There are four shipments that need to get to Manila - jade, ginseng, silk and nutmeg. A round begins with an initial auction to become harbour master. If you win, you'll be allowed to buy a share of one of the shipments, choose which three shipments you'd like to take down river and how likely they are to make it to their destination in the harbour. If they make it to Manila, their share price will increase. The aim of the game is to bet on the outcome of these shipments, with dice ultimately determining their fate. How many of the three boats will make it and which ones? Would you like to provide insurance against possible failed ships or perhaps you think pirates will snatch a chance to take control? Manila is a fun family game that takes minutes to learn and brings the river boats of the Philippines to life!

Plague Inc.: The Board Game

Plague Inc: The Board Game is a strategic game of infection, evolution and extinction for 1-5* people - based on the smash-hit digital game with over 85 million players. Can you infect the world?

Each player is a deadly disease and they must battle against each other to spread their plagues, develop new symptoms and ultimately wipe out humanity.
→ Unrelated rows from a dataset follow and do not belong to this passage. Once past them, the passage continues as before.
PR #3943, opened 2026-08-28
libnvme, python: expose a configuration's top-level defaults and host identity

martin-belanger:
@igaw: My nvme-stas work to incorporate all the goodies of libnvme made me realize that something was missing from the public API (sorry :man_facepalming:). 

Two read-side additions to the Python bindings. 

### `config_defaults()` — the defaults for a discovered controller

Returns `{'dc': {...}, 'ioc': {...}}`, kept apart because the caller picks by the class of controller it is about to connect. No new C API.

### `config_host()` — the top-level `[Host]`

Returns the default persona's `hostnqn`, `hostid` and `hostsymname`.

**This one adds public C API**, which I would rather flag than slip past an RC. `libnvmf_config_get_hostnqn()`, `libnvmf_config_get_hostid()` and `libnvmf_config_get_hostsymname()`. Three getters, three exported symbols, no existing signature or behaviour changed.

### DIFF
--- a/libnvme/libnvme3/nvme.i
+++ b/libnvme/libnvme3/nvme.i
@@ -777,6 +777,47 @@ PyObject *config_defaults(struct libnvme_global_ctx *ctx, const char *file)
 	return dict;
 }
 
+PyObject *config_host(struct libnvme_global_ctx *ctx, const char *file)
+{
+	__cleanup_config struct libnvmf_config *config = NULL;
+	PyObject *dict;
+	const char *val;
+	int ret;
+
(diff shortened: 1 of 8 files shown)


igaw:
> @igaw: My nvme-stas work to incorporate all the goodies of libnvme made me realize that something was missing from the public API (sorry 🤦‍♂️).

No worries. One of the reason for delaying the release was to give you time to finish the port of nvme-stas and figure out the problems. It seems to pay off :)

Cheers!

PR #3946, opened 2026-08-29
feat: add lba-range-type command

ikegami-t:
This is for LBA Range Type feature to get and set.


ikegami-t:
FYI: The host-behavior-support documentation provided by the google AI mode basically.

igaw:
Thanks!

PR #3947, opened 2026-08-30
doc: fix to add copy command namespace-id option description

ikegami-t:
The option missed to describe and describe as a mandatory option.

### DIFF
--- a/Documentation/nvme-copy.txt
+++ b/Documentation/nvme-copy.txt
@@ -9,6 +9,7 @@ SYNOPSIS
 --------
 [verse]
 'nvme' [<global-options>] 'copy' <device>
+			[--namespace-id=<nsid> | -n <nsid>]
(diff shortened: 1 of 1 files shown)


Documentation/nvme-copy.txt
```diff
@@ -8,7 +8,7 @@ nvme-copy - Send an NVMe Simple Copy command, provide results
 SYNOPSIS
 --------
 [verse]
-'nvme' [<global-options>] 'copy' <device>
+'nvme' [<global-options>] 'copy' <device> [--namespace-id=<nsid> | -n <nsid>]
```
igaw: Could you move the [] to a new line so it looks more consistent?

ikegami-t: Right then just fixed as so. Thank you.

igaw:
Thanks!

PR #3948, opened 2026-08-31
libnvme: python: decode discovery log page fields the way C does

martin-belanger:
The Python typemap hand-rolled its own strings for six enum fields that libnvme already has decoders for, and they had drifted: "fc" against "fibre-channel", "tls1.3" against "tls13", and so on.

treq was not merely different but wrong: NVMF_TREQ_DISABLE_SQFLOW is a flag that ORs with the base value, and the switch treated it as a value of its own, so a target reporting "required, sq flow control disable supported" matched nothing.


igaw:
Thanks! (no, I am not here :))

PR #3949, opened 2026-08-31
ocp: print physical media units written/read as 128-bit decimal value

brgoing:
Physical media units written/read are 128-bit values.  They were being converted and printed as two separate 64-bit values.  Update to use uint128 utility methods for endian conversion and printing.


igaw:
Thanks!

PR #3950, opened 2026-08-31
utils: fix resource leak in copy_opt_val on strdup failure

sahmed-ibm:
The copy_opt_val() function deep-copies an opt_val table by iterating over each entry and duplicating its str field with strdup(). The dst array is allocated with calloc() before the loop begins.

When strdup() fails for any entry, the function returned -ENOMEM immediately without freeing the already-allocated dst array or the str copies made in previous iterations, leaking all of that memory.

Free all previously duplicated str entries and dst itself before returning on the OOM path to prevent the resource leak.


igaw:
Thanks!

Starting with Patient Zero, you spread your infection across the world by placing tokens in cities - earning DNA points and preventing other players from becoming dominant. Players choose which countries are placed on the board but you must be both climate resistant and connected to a country before you can infect it. Eventually, as countries become fully infected - you try to kill them using the Death Dice.

Each player’s unique pathogen can be upgraded by evolving trait cards onto an evolution slide (with DNA points). At the start, your disease is weak and unspecialised, so you will need to add new symptoms to make it stronger. Choose carefully and plan ahead in order to react to the changing world and exploit opportunities created by other player’s actions.

A simple nosebleed could accelerate things early on, whilst diarrhea will help you thrive in hot countries. Sneezing can infect new continents by air but Total Organ Failure would allow you wipe out multiple countries each turn.

As countries start to fall, use powerful event cards to alter the balance of power. You might try to eradicate a dominant player by bombing their diseased cities, or hold the Olympics to cause huge numbers of infected people to travel to a healthy continent.

When the world collapses, who will be the ultimate plague?

*5 players with 5th player expansion

Rush M.D.

You are one of the doctors that were just hired for the brand-new, cutting-edge Medical Center. Alongside your colleagues, you have to cooperate well, to admit, diagnose and treat various patients who need your help. Combine your strengths and treat efficiently the patients arriving at hospital, but be careful, because mistakes can be of the highest value in Rush MD!

'Rush M.D. is an innovative, real-time, cooperative board game that simulates the challenging and high-pressure nature of medical professions. A worker placement mechanism, using hourglasses as workers allows, but also limits, players to perform a multitude of actions. Each player handles 1 Doctor hourglass running around the hospital, admitting patients, providing immediate medical care, performing different kinds of exams as well as performing surgeries. Additionally, there are 4 more Nurse hourglasses, which can be used by all players. Nurses provide medicines to patients, supply all necessary drugs and equipment that you need to carry out all your exams and medical procedures. Any worker placed on an action space may not be used elsewhere before the sand within the hourglass runs out, making each decision important as time is limited.

The game plays from 1-4 players and lasts for 4 rounds of 4 minutes each. That means you only have 16 minutes in total to treat various patients, overcome many difficulties and challenges and manage to cooperate efficiently with your teammates, combine your forces into helping as many of your patients. A highly thematic experience that is equally rewarding for gamers and families, filled with fun, challenges and sharp decision making!

In Rush M.D. pressure is high as human lives are upon your hands! Can you handle the Rush, doctors?!